■ WORK ORDER:
Pull out every line of the listing below where "whitelist" appears.

■ SOURCE INFORMATION:
• • • • •

PR #674, opened 2016-10-05
Override defaults with URL

### LINKED ISSUE #605: Allow specifying default user settings via URL arguments
This would be useful with custom webchat embeds: for example, `http://somenet.abc/?nick=webuser...&channels=#chat` would automatically change the defaults to the channel owner's preferences.

MaxLeiter:
My attempt at a client-side alternative to #634 

<del>I need to replace getQueryString() with http://stackoverflow.com/questions/2090551/parse-query-string-in-javascript/13419367#13419367, which should fix channels</del>

Closes #605

### DIFF
--- a/client/js/lounge.js
+++ b/client/js/lounge.js
@@ -993,7 +993,31 @@ $(function() {
 			}
 		});
 	});
+	if ($("body").hasClass("public")) {
+		$("#connect").one("show", function() {
+			var params = window.URI(document.location.search);
+			params = params.search(true);
+			// Possible parameters:  name, host, port, password, tls, nick, username, realname, join
+			// https://developer.mozilla.org/en-US/docs/Web/JavaScript/Reference/Statements/for...in#Iterating_over_own_properties_only
+			for (var key in params) {
+				if (params.hasOwnProperty(key)) {
+					var value = params[key];
+					// \W searches for non-word characters
+					key = key.replace(/\W/g, "");
 
+					var element = $("#connect input[name='" + key + "']");
+					// if the element exists, it isn't disabled, and it isn't hidden
+					if (element.length > 0 && !element.is(":disabled") && !element.is(":hidden")) {
+						if (element.is(":checkbox")) {
+							element.prop("checked", (value === "1" || value === "true") ? true : false);
+						} else {
+							element.val(value);
+						}
+					}
+				}
+			}
+		});
+	}
 	windows.on("show", "#settings", updateDesktopNotificationStatus);
 
 	forms.on("submit", "form", function(e) {


client/js/lounge.js
```diff
@@ -259,6 +259,16 @@ $(function() {
 		return msg;
 	}
 
+	// http://stackoverflow.com/a/1099670
+	function getQueryParam(name) {
+		var url = location.href;
```
maxpoulin64: Use `location.search` instead to avoid the need to parse it. See http://stackoverflow.com/a/13419367/1739985 for a complete solution.

client/js/lounge.js
```diff
@@ -994,6 +1005,22 @@ $(function() {
...
+
+	// TODO: doesn't support channels correctly, needs to change %23 to #
+	// 		 boolean not supported, like TLS
+	//       port doesn't work because it has no ID
+
+	// name = network, host = server
+	windows.on("show", "#connect", function() {
+		var url_config_items = ["name", "host", "password", "nick", "username", "realname", "channels"];
+		url_config_items.forEach(function(e) {
+			var key = getQueryParam(e);
```
maxpoulin64: Have your query param extractor return an object to avoid parsing the URL again and again needlessly.

client/js/lounge.js
MaxLeiter: Changed to your link

astorije:
👏 👏 
💯 for the initiative! I'll take a look to the code when I can be stable, in a few days. Thanks!

MaxLeiter:
I think this is now ready for review

client/js/lounge.js
```diff
@@ -994,6 +1005,22 @@ $(function() {
 		});
 	});
 
+	windows.on("show", "#connect", function() {
+		var params = parseQuery();
+		// Possible parameters:  name, host, port, password, tls, nick, username, realname, join
+		for (var key in params) {
+			var value = params[key].toLowerCase();
+			var element = $("input[name=" + key + "]");
```
xPaw: Limit this selector to `connect` window, not global.

client/js/lounge.js
```diff
@@ -994,6 +1005,22 @@ $(function() {
...
+
+			if (value === "true" || value === "false") {
```
xPaw: I think you should be checking the type of input instead for safety.

MaxLeiter: Fixed

MaxLeiter:
This is done except for tests. I haven't really written tests before, and am a little lost on where to place them - do I need to make a new client/ subdirectory in tests/?

client/js/lounge.js
```diff
@@ -994,6 +1005,22 @@ $(function() {
 		});
 	});
 
+	windows.on("show", "#connect", function() {
+		var params = parseQuery();
+		// Possible parameters:  name, host, port, password, tls, nick, username, realname, join
+		for (var key in params) {
+			var value = params[key].toLowerCase();
```
xPaw: I think you need to do something like `.replace(/[^[a-z]/, '')` here to disallow possible abuse and escapes from the jquery selector.

client/js/lounge.js
```diff
@@ -994,6 +1005,22 @@ $(function() {
...
+			var element = $("#connect input[name=" + key + "]");
+
+			if (element.is("input[type='checkbox']")) {
```
xPaw: `.is(":checkbox")` is simpler.

astorije:
Am I right assuming this feature is only useful/applicable in public mode? If so, should we check it there?

Also, what's the expected/actual behaviors when trying to set a value in a locked or hidden network?

xPaw:
> Am I right assuming this feature is only useful/applicable in public mode? If so, should we check it there?

Technically it still works in private mode too, I see no reason to add an explicit check for it.

> Also, what's the expected/actual behaviors when trying to set a value in a locked or hidden network?

It most likely will allow to visually change the fields, but the server will still correctly respect the lock. Perhaps a `disabled` input check is needed here.

client/js/lounge.js
```diff
@@ -994,6 +994,23 @@ $(function() {
 		});
 	});
 
+	$("#connect").one("show", function() {
+		var params = window.URI(document.location.search);
+		params = params.search(true);
+		// Possible parameters:  name, host, port, password, tls, nick, username, realname, join
+		for (var key in params) {
```
astorije: `for (var ... in ...)` includes properties that are inherited through the prototype chain, and this is generally not what you want. See http://eslint.org/docs/rules/guard-for-in for an alternative.
Also https://developer.mozilla.org/en-US/docs/Web/JavaScript/Reference/Statements/for...in#Iterating_over_own_properties_only.

client/js/lounge.js
```diff
@@ -994,6 +994,23 @@ $(function() {
...
+			var value = params[key];
+			key = key.replace(/\W/g, "");
+
+			var element = $("#connect input[name='" + key + "']");
+			if (element.is(":checkbox")) {
+				element.prop("checked", (value === "1" || value === "true") ? true : false);
```
astorije: Can't we use `element.is(':checked')` for this instead?

client/js/lounge.js
```diff
@@ -994,6 +994,23 @@ $(function() {
...
 
+	$("#connect").one("show", function() {
+		var params = window.URI(document.location.search);
+		params = params.search(true);
+		// Possible parameters:  name, host, port, password, tls, nick, username, realname, join
+		for (var key in params) {
+			var value = params[key];
+			key = key.replace(/\W/g, "");
+
+			var element = $("#connect input[name='" + key + "']");
```
astorije: This also needs to check that:

- input is not `disabled` (when `lockNetwork` is `true`)
- input is not hidden (when `displayNetwork` is `false`). This might require a bit more fiddling than the one above, but it would be pretty nasty to let someone send you to a connect window with a bad host that you cannot see anywhere.

astorije:
In addition to my review above:

- We probably want to force displaying connect window when there are params in the URL. In public mode, people get sent to the connect window directly, but in private mode, it's not obvious these params are used until one clicks on the "Connect" button.

- In general, even though it technically works, I don't think this is quite ready for private mode. Use case for private mode is very limited, and the only use case I can think of would be a service that add links to channels to click on. Problem is, at the moment this would create a brand new connection for the same host every time. A solution could be to join the channel if already connected to this host, but maybe for a latter time. I just think this is weird for private mode at the moment. I won't strongly object though, it's just my 2c.

- Not too far from the first point here, when loading a URL with such params, params not specified should be empty instead of relying on defaults IMO.

- We might want to add a list of allowed fields, similarly to what [this other PR](https://github.com/thelounge/lounge/pull/634/files#diff-e6a5b42b2f7a26c840607370aed5301aR127) was doing. I can't think of a use case where specifying password in URL is a good idea. I might be wrong though, but I think it's safer to whitelist things. Thoughts?

MaxLeiter:
> We probably want to force displaying connect window when there are params in the URL. In public mode, people get sent to the connect window directly, but in private mode, it's not obvious these params are used until one clicks on the "Connect" button.

I agree

> In general, even though it technically works,... I just think this is weird for private mode at the moment. I won't strongly object though, it's just my 2c.

Once this is merged (and maybe more functionality is added) I plan to make a chrome extension that will add support for` irc://` protocol. I'll add a check to see if you're already connected for private mode.

> Not too far from the first point here, when loading a URL with such params, params not specified should be empty instead of relying on defaults IMO.

I disagree - I think the defaults should stay, because the person providing a link with URL parameters is probably the host of the lounge instance, and has the defaults set for a reason.

> We might want to add a list of allowed fields, ... but I think it's safer to whitelist things. Thoughts?

I don't think it will really make a difference; it's 'locked-in' to the `#connect` window anyways. And again, the person providing this URL probably hosts the lounge instance/channel they want you to connect to, so may be providing the password for a reason.

client/js/lounge.js
MaxLeiter: This is setting the `checked` property. I could do an `if(is(':checked'))` but I don't think thats an improvement.

client/js/lounge.js
```diff
@@ -994,6 +994,23 @@ $(function() {
 		});
 	});
 
+	$("#connect").one("show", function() {
+		var params = window.URI(document.location.search);
+		params = params.search(true);
+		// Possible parameters:  name, host, port, password, tls, nick, username, realname, join
+		for (var key in params) {
+			var value = params[key];
+			key = key.replace(/\W/g, "");
```
MaxLeiter: Fixed

client/js/lounge.js
MaxLeiter: Fixed

client/js/lounge.js
```diff
@@ -994,6 +994,23 @@ $(function() {
...
+
+			var element = $("#connect input[name='" + key + "']");
+			if (element.is(":checkbox")) {
+				element.prop("checked", (value === "1" || value === "true") ? true : false);
+			} else {
+				element.val(value);
+			}
```
MaxLeiter: Fixed

MaxLeiter:
Addressed @astorije's review comments, haven't fixed anything I responded to last comment.

MaxLeiter:
After some messing around, turns out it's pretty difficult to handle private mode well. I ended up simply removing the functionality in private mode, and I think that can be addressed in another PR. 

Ultimately, I think we'll need to move the parameter code into a new function (like `handleParameters()`) that will have a callback. If we're in private mode, we'll need to check if we're already connected to the network and such in the callback.

astorije:
Both comments by maxpoulin64 were addressed, and I don't want to overwhelm him with things that were already reviewed twice :-)
Merging, thanks a lot @MaxLeiter!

• • • • •

■ RESPONSE TO THIS TASK:
- We might want to add a list of allowed fields, similarly to what [this other PR](https://github.com/thelounge/lounge/pull/634/files#diff-e6a5b42b2f7a26c840607370aed5301aR127) was doing. I can't think of a use case where specifying password in URL is a good idea. I might be wrong though, but I think it's safer to whitelist things. Thoughts?
> We might want to add a list of allowed fields, ... but I think it's safer to whitelist things. Thoughts?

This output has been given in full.